Exercise | Reproduce the records below exactly, but only between the lines holding "### LINKED ISSUE #532: Support" and "support is added).", inclusive.

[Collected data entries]
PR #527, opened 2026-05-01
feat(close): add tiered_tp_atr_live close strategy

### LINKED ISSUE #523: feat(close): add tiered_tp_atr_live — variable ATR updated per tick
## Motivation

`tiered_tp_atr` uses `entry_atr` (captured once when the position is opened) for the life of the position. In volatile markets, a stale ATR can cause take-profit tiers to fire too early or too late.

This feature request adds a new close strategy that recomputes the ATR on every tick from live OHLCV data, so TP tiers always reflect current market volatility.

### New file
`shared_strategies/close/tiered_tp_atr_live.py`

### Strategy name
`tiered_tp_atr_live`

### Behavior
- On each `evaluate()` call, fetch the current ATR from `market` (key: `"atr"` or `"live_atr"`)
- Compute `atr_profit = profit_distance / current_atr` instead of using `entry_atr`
--
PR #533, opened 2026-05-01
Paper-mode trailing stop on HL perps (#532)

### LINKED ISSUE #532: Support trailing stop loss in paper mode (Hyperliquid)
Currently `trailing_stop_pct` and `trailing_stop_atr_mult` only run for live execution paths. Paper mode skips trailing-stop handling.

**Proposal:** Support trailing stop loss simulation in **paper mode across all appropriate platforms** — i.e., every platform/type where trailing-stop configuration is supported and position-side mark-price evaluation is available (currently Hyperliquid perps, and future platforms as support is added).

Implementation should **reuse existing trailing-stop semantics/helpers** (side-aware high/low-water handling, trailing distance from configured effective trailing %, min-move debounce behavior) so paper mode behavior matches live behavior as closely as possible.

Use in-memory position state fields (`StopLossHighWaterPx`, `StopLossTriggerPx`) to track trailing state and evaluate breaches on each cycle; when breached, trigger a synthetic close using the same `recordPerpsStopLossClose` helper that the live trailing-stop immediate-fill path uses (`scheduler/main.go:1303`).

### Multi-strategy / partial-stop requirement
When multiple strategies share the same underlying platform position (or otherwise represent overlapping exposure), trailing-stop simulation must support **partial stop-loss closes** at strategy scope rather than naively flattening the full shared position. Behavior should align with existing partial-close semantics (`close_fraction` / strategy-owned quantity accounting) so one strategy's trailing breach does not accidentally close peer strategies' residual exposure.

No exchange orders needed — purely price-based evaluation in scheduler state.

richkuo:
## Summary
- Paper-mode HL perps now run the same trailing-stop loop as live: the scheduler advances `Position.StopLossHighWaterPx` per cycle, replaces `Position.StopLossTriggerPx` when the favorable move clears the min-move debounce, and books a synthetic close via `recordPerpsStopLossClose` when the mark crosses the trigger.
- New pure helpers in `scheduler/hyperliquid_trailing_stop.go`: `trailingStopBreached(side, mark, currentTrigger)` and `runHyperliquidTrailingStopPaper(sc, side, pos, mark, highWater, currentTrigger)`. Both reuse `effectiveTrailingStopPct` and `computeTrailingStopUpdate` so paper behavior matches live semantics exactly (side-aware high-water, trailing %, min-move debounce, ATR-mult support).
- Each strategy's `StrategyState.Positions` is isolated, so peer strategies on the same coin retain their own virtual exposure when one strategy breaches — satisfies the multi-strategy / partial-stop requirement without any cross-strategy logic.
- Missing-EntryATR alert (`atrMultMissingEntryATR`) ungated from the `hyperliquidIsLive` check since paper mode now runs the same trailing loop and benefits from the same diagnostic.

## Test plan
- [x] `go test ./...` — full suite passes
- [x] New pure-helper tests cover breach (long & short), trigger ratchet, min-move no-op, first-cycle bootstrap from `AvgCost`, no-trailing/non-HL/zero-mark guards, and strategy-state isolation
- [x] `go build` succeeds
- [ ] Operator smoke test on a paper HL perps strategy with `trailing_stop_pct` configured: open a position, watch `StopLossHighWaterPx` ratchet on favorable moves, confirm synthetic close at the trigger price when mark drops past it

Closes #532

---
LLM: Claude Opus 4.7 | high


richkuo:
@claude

Output for this task |
### LINKED ISSUE #532: Support trailing stop loss in paper mode (Hyperliquid)
Currently `trailing_stop_pct` and `trailing_stop_atr_mult` only run for live execution paths. Paper mode skips trailing-stop handling.

**Proposal:** Support trailing stop loss simulation in **paper mode across all appropriate platforms** — i.e., every platform/type where trailing-stop configuration is supported and position-side mark-price evaluation is available (currently Hyperliquid perps, and future platforms as support is added).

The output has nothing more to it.